— WORK ORDER —
Go through the records, and copy each line in which the string "reset" is present.
══════════════════════════════
Issue #1117, opened 2021-02-12
iOS: operations do not guarantee order of execution in async JS functions


vjeranc:
I've noticed that some sequence of calls will not work.
```javascript
await TrackPlayer.reset();
await TrackPlayer.add(track);
```

The code above will sometimes clear the added track. The reset happens after the track is added to the queue.

Also if I track the player position:
```javascript
await TrackPlayer.getPosition();
await TrackPlayer.getCurrentTrack();
await TrackPlayer.getDuration();
```
I'll sometimes get the state that current track switched to the next one but the position and the duration are from the previous track.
══════════════════════════════
— RESPONSE FOR THIS EXERCISE —
await TrackPlayer.reset();
The code above will sometimes clear the added track. The reset happens after the track is added to the queue.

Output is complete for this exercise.